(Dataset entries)
━━━━━━━━━━━━━━━━━━━━
PR #1628, opened 2024-12-28
perf: Reduce loops in when clean queue in BroadcastHub

He-Pin:
Motivation:
refs: https://github.com/apache/pekko/issues/1627

Modification:
Reduce the loop count

Result:
Reduce the loop count

@andreaslochbihler-da cc as he is the origin reporter

### DIFF
--- a/stream/src/main/scala/org/apache/pekko/stream/scaladsl/Hub.scala
+++ b/stream/src/main/scala/org/apache/pekko/stream/scaladsl/Hub.scala
@@ -605,15 +605,26 @@ private[pekko] class BroadcastHub[T](startAfterNrOfConsumers: Int, bufferSize: I
             else if (head != finalOffset) {
               // If our final consumer goes away, we roll forward the buffer so a subsequent consumer does not
               // see the already consumed elements. This feature is quite handy.
-              while (head != finalOffset) {
-                queue(head & Mask) = null
-                head += 1
-              }
+              cleanQueueInRange(head, finalOffset)
               head = finalOffset
               tryPull()
             }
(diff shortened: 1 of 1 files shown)


He-Pin:
it's better not to change the code in `unblockIfPossible` to 
```scala
        var upToOffset = head
        while (consumerWheel(upToOffset & WheelMask).isEmpty) {
          upToOffset += 1
          unblocked = true
        }
        if (upToOffset != head) {
          cleanQueueInRange(head, upToOffset)
          head = upToOffset
        }
```

pjfanning:
Can we keep this till v1.2.0? We've had a couple of breaks due to optimisations like this.

He-Pin:
I'm not sure if this should be marked as a bug or not.

stream/src/main/scala/org/apache/pekko/stream/scaladsl/Hub.scala
```diff
@@ -605,10 +605,7 @@ private[pekko] class BroadcastHub[T](startAfterNrOfConsumers: Int, bufferSize: I
             else if (head != finalOffset) {
               // If our final consumer goes away, we roll forward the buffer so a subsequent consumer does not
               // see the already consumed elements. This feature is quite handy.
-              while (head != finalOffset) {
-                queue(head & Mask) = null
-                head += 1
-              }
```
He-Pin, line 611: Which can loop many times

pjfanning (approved):
lgtm

He-Pin:
@pjfanning I want to backport to 1.1.x too, wdyt

PR #1631, opened 2024-12-28
add license headers to CI files

pjfanning:
different header based on whether I think file is of Pekko origin or if it is based on Akka files that we inherited at fork time


He-Pin (approved):
lgtm

PR #1594, opened 2024-12-16
reimplement fix for akka/pekko cluster

pjfanning:
Run I the tests locally they pass but the nightly tests were failing until I removed this change.

see #1590

```
sbt \
            -Dpekko.cluster.assert=on \
            -Dpekko.log.timestamps=true \
            -Dpekko.test.timefactor=2 \
            -Dpekko.actor.testkit.typed.timefactor=2 \
            -Dpekko.test.tags.exclude=gh-exclude,timing \
            -Dpekko.test.multi-in-test=false \
"cluster/testOnly *JoinConfigCompatCheckerRollingUpdateSpec"
```

PR #1664, opened 2025-01-02
reimplement fix for akka/pekko cluster (#1594)

pjfanning:
cherry pick ef212e9a98614ba13cd65cde3cd8140702f1f35b #1594

### DIFF
--- a/.github/workflows/build-test-prValidation.yml
+++ b/.github/workflows/build-test-prValidation.yml
@@ -101,6 +101,53 @@ jobs:
           -Dpekko.log.timestamps=true \
           validatePullRequest
 
+  pekko-classic-remoting-tests:
+    name: Pekko Classic Remoting Tests
+    runs-on: ubuntu-22.04
+    if: github.repository == 'apache/pekko'
+    strategy:
+      fail-fast: false
+      matrix:
+        command:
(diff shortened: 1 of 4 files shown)


.github/workflows/build-test-prValidation.yml
```diff
@@ -101,6 +101,53 @@ jobs:
...
+    runs-on: ubuntu-22.04
+    if: github.repository == 'apache/pekko'
+    strategy:
+      fail-fast: false
+      matrix:
+        command:
+          - cluster/test distributed-data/test cluster-tools/test cluster-metrics/test
+    steps:
+      - name: Checkout
+        uses: actions/checkout@v4
```
He-Pin, line 115: needs branch

He-Pin (approved):
lgtm

.github/workflows/build-test-prValidation.yml
pjfanning: when the PR targets a branch, GitHub CI seems intelligent enough to checkout the PR branch

Have a look at https://github.com/apache/pekko/blob/1.0.x/.github/workflows/build-test-prValidation.yml -- no refs for any checkouts.

The nightly runs are different because we have the ymls in the main branch so if we want to test a branch, we need to adjust the checkouts in that case.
━━━━━━━━━━━━━━━━━━━━
> What this task involves: Repeat the records above exactly, leaving none out.

> Answer below:
PR #1628, opened 2024-12-28
perf: Reduce loops in when clean queue in BroadcastHub

He-Pin:
Motivation:
refs: https://github.com/apache/pekko/issues/1627

Modification:
Reduce the loop count

Result:
Reduce the loop count

@andreaslochbihler-da cc as he is the origin reporter

### DIFF
--- a/stream/src/main/scala/org/apache/pekko/stream/scaladsl/Hub.scala
+++ b/stream/src/main/scala/org/apache/pekko/stream/scaladsl/Hub.scala
@@ -605,15 +605,26 @@ private[pekko] class BroadcastHub[T](startAfterNrOfConsumers: Int, bufferSize: I
             else if (head != finalOffset) {
               // If our final consumer goes away, we roll forward the buffer so a subsequent consumer does not
               // see the already consumed elements. This feature is quite handy.
-              while (head != finalOffset) {
-                queue(head & Mask) = null
-                head += 1
-              }
+              cleanQueueInRange(head, finalOffset)
               head = finalOffset
               tryPull()
             }
(diff shortened: 1 of 1 files shown)


He-Pin:
it's better not to change the code in `unblockIfPossible` to 
```scala
        var upToOffset = head
        while (consumerWheel(upToOffset & WheelMask).isEmpty) {
          upToOffset += 1
          unblocked = true
        }
        if (upToOffset != head) {
          cleanQueueInRange(head, upToOffset)
          head = upToOffset
        }
```

pjfanning:
Can we keep this till v1.2.0? We've had a couple of breaks due to optimisations like this.

He-Pin:
I'm not sure if this should be marked as a bug or not.

stream/src/main/scala/org/apache/pekko/stream/scaladsl/Hub.scala
```diff
@@ -605,10 +605,7 @@ private[pekko] class BroadcastHub[T](startAfterNrOfConsumers: Int, bufferSize: I
             else if (head != finalOffset) {
               // If our final consumer goes away, we roll forward the buffer so a subsequent consumer does not
               // see the already consumed elements. This feature is quite handy.
-              while (head != finalOffset) {
-                queue(head & Mask) = null
-                head += 1
-              }
```
He-Pin, line 611: Which can loop many times

pjfanning (approved):
lgtm

He-Pin:
@pjfanning I want to backport to 1.1.x too, wdyt

PR #1631, opened 2024-12-28
add license headers to CI files

pjfanning:
different header based on whether I think file is of Pekko origin or if it is based on Akka files that we inherited at fork time


He-Pin (approved):
lgtm

PR #1594, opened 2024-12-16
reimplement fix for akka/pekko cluster

pjfanning:
Run I the tests locally they pass but the nightly tests were failing until I removed this change.

see #1590

```
sbt \
            -Dpekko.cluster.assert=on \
            -Dpekko.log.timestamps=true \
            -Dpekko.test.timefactor=2 \
            -Dpekko.actor.testkit.typed.timefactor=2 \
            -Dpekko.test.tags.exclude=gh-exclude,timing \
            -Dpekko.test.multi-in-test=false \
"cluster/testOnly *JoinConfigCompatCheckerRollingUpdateSpec"
```

PR #1664, opened 2025-01-02
reimplement fix for akka/pekko cluster (#1594)

pjfanning:
cherry pick ef212e9a98614ba13cd65cde3cd8140702f1f35b #1594

### DIFF
--- a/.github/workflows/build-test-prValidation.yml
+++ b/.github/workflows/build-test-prValidation.yml
@@ -101,6 +101,53 @@ jobs:
           -Dpekko.log.timestamps=true \
           validatePullRequest
 
+  pekko-classic-remoting-tests:
+    name: Pekko Classic Remoting Tests
+    runs-on: ubuntu-22.04
+    if: github.repository == 'apache/pekko'
+    strategy:
+      fail-fast: false
+      matrix:
+        command:
(diff shortened: 1 of 4 files shown)


.github/workflows/build-test-prValidation.yml
```diff
@@ -101,6 +101,53 @@ jobs:
...
+    runs-on: ubuntu-22.04
+    if: github.repository == 'apache/pekko'
+    strategy:
+      fail-fast: false
+      matrix:
+        command:
+          - cluster/test distributed-data/test cluster-tools/test cluster-metrics/test
+    steps:
+      - name: Checkout
+        uses: actions/checkout@v4
```
He-Pin, line 115: needs branch

He-Pin (approved):
lgtm

.github/workflows/build-test-prValidation.yml
pjfanning: when the PR targets a branch, GitHub CI seems intelligent enough to checkout the PR branch

Have a look at https://github.com/apache/pekko/blob/1.0.x/.github/workflows/build-test-prValidation.yml -- no refs for any checkouts.

The nightly runs are different because we have the ymls in the main branch so if we want to test a branch, we need to adjust the checkouts in that case.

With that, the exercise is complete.